对羽衣来说,这是一个称得上无比陌生的词。
“简单一点讲,就是首次喜欢的人,”春野樱轻描淡写地解释,她坐起身,将羽衣垫在地上的外袍收好,“我曾不惜一切地追逐他,为此,甚至想要抛下最爱我的父母。”
“那时,我年幼、无知,把对他的喜欢看得比什么都要重要。”
“直到……真的离开父母,离开家,我才发现,原来最思念和渴望的人——不是他,而是深爱我的爸爸妈妈。”
“我已经离家太久。”
泪水像断了线的珠子,啪嗒啪嗒地打在地面的枯叶上,春野樱紧紧咬住牙齿,努力不让喉咙里翻涌地哭声冲出口,“他们过得还好吗?有没有生病?有没有还在为我的消失而难过?”
羽衣摸了摸春野樱的脸,想要拭去她止不住的泪水,突然,左肩一沉,春野樱抱住羽衣发出压低的抽泣声,“我好想他们,我好想大家……”
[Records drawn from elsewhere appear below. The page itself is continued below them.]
PR #2938, opened 2026-06-12
feat: add cli commands to tui-sequencer enabling roundtrip wallet-zone-wallet demo

hansieodendaal:
## 1. What does this PR implement?

**Implementation:**

Adds a manual Zone deposit/withdrawal workflow to `tui-zone` and supporting cucumber manual-control tooling.

- Adds `tui-sequencer` subcommands for interactive inscription, key generation, `state full` / `state balance`, deposit, withdrawal prepare/sign/combine/submit, and channel config apply/prepare/sign/combine/submit.
- Adds file-based JSON contracts for exported wallet funds, withdrawal intents, withdrawal signatures, signed withdrawal transactions, config intents, config signatures, and signed config transactions.
- Extends cucumber manual transaction controls with wallet funds export support for manual Zone demos.
- Adds a non-interactive sequencer driver loop for one-shot commands so deposits, config updates, and withdraw submissions are driven until observed on-chain, with optional finalized waiting.
- Persists CLI sequencer checkpoints from block-processing events so one-shot commands can resume from the same channel state without replaying from genesis.
- Adds channel-id validation across transferred files and supports explicit `--channel-id` for non-admin authorized keys.
- Makes one-shot command summaries print compact channel balance output, while `state full` exposes the full channel state snapshot.
- Expands the manual demo documentation to cover deposits, single-signer withdrawal, 2-of-3 withdrawal, and multi-signer config update flows.
- Adds focused unit coverage for TUI command helpers and file-contract validation.

**Testing (manual demo sequence):**

1. Start the cucumber `Transactions manual control` scenario and export wallet funds for `WALLET_1A` and `WALLET_2A`.
2. Start `tui-sequencer`, create the Zone channel with `seq-a.key`, publish one inscription to validate the channel, then stop the interactive sequencer.
3. Generate `seq-b.key`, `seq-c.key`, and later `seq-d.key` for multi-signer authorization flows.
4. Submit two deposits into the Zone using the exported wallet funds, then confirm cucumber wallet balances reflect the deposits.
5. Run the single-signer withdrawal flow:
       prepare intent -> sign with `seq-a.key` -> combine -> submit -> confirm `WALLET_1A` balance increases.
6. Reconfigure the Zone channel to authorize `seq-a`, `seq-b`, and `seq-c`, with `withdraw-threshold = 2` and `configuration-threshold = 2`.
7. Run the multi-signer withdrawal flow:
[...]

PR #2982, opened 2026-06-21
fix: zone sdk stale last_msg_id bug

hansieodendaal:

Fixed a Zone SDK stale-parent bug in prepare_tx.

- `ZoneSequencer::do_prepare_tx` previously used `self.last_msg_id` directly when building a parented channel inscription bundle. That diverged from the normal publish path, which uses `compute_publish_parent()` to derive
  the current safe parent from sequencer state.

- This could produce stale-parent transactions after checkpoint restore or after another command advanced the channel tip. In the manual TUI flow, a multi-signature withdraw prepared after a config update could be
  accepted locally but never land on-chain because the prepared bundle was still parented to an older message.

- The fix makes `prepare_tx` use the same parent-selection path as publish, so manually prepared transactions follow the current channel lineage instead of trusting checkpoint-derived `last_msg_id`.

- Normal interactive publish did not hit this because it already used `compute_publish_parent()`; the bug was isolated to SDK callers using the “prepare but don’t fully publish now” API path.

**Note:** This bug surfaced in #2938.

Yes

@hansieodendaal @pradovic 

Yes

No

## Checklist

> [!WARNING]  

* [X] 2. Description added.

### DIFF
--- a/zone-sdk/src/sequencer/zone_sequencer.rs
+++ b/zone-sdk/src/sequencer/zone_sequencer.rs
@@ -830,12 +830,13 @@ where
         data: Inscription,
     ) -> Result<(MantleTx, MsgId, Ed25519Signature), Error> {
         self.ensure_ready()?;
+        let parent = self.compute_publish_parent();
         Ok(build_prepare_tx(
             ops,
             self.channel_id,
             &self.signing_key,
             data,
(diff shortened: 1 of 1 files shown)


pradovic (approved):
Good catch!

当白雉回到神社,母亲和物部稻目在他房间里不知等了多久。
侍从瑟瑟发抖地跪在一个角落里,作为唯一被派来监视白雉的人,竟然没发现被监视的人早已偷跑出去,这样严重的失职,即使以死谢罪都不足为过。
目光从角落收回,白雉有些意外母亲居然还没处决他。
只要一开口,就像过去杀害柚子一样,轻而易举地可以扼杀一条生命。
“看来身体恢复得不错,还有闲心跑出去玩。”
玉栉姬把手中的文书放回旁边的矮桌上,侧身对站在门口的孩子招了招手,“快到这边来,让母亲看一看,出去一趟回来,有没有受伤。”
“母亲,”白雉走进房间,在离她不远的地方跪坐,弯腰将额头贴在双膝前的手背上,“我只是想帮上你们。”
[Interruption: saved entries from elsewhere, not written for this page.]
PR #2997, opened 2026-06-22
fix(wallet): track channel withdraw outputs

andrussal:

This fixes wallet balance tracking after channel withdraws.

Withdraw outputs are now passed to the wallet through block events, using the same approach as leader reward claims instead of reconstructing them in wallet code. This fixes the stale balance shown in the UI after a withdraw.

Includes focused wallet coverage and an e2e check for the balance update.

Related [Discord](https://discord.com/channels/973324189794697286/1518016374897643710)

---

One possible follow-up is to keep moving wallet sync toward typed block events.

At the moment wallet balance tracking is a bit mixed: some data comes from parsing operations directly, while leader rewards and channel withdraws now come from events. It might be cleaner over time if each relevant operation event carried the wallet-visible data it already knows about, and then the matching wallet-side operation parsing could be removed.

For example:
- `Deposit` could include spent note IDs
- `Withdraw` already includes created UTXOs
- `Transfer` could include spent note IDs and created UTXOs
- `LeaderRewardClaimed` already includes the reward UTXO
- SDP events could include locked/unlocked note IDs

Yes

@andrussal 

N/A

N/A

## Checklist

* [x] 2. Description added.

### DIFF
--- a/core/src/mantle/ops/channel/withdraw.rs
+++ b/core/src/mantle/ops/channel/withdraw.rs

玉栉姬一只手撑在桌上,苍白纤细的手指抵住下颚,眼睛一眨不眨地盯着对她恭敬却总是不听话的儿子,“我可爱的孩子,一片好心办了坏事,把我们的计划全打乱……你说,我该拿你怎么办呢?”
白雉没有说话,他一动不动保持鞠躬的姿势,所有表情隐藏在黑暗的阴影下。
他的母亲也不需要自己回话,因为有另一道——同样是从母亲的嗓子里发出,但比刚才轻柔的嗓音更加低沉——的声音替白雉作答:
“犯错误的孩子应该受到惩罚。”
“那可不行,我们的轻还在生病,身体瘦弱,要是几鞭子下来,肯定撑不过来。”
“你想做什么?”
玉栉姬扶起白雉,疼惜地望着他苍白得没有血色的脸,口中自言自语,“唉,事已至此,责怪自己的孩子有什么用呢?”
轻握住手臂上冰冷的手,忽然躺了下来,头靠在母亲的膝间,疲惫地闭上眼睛。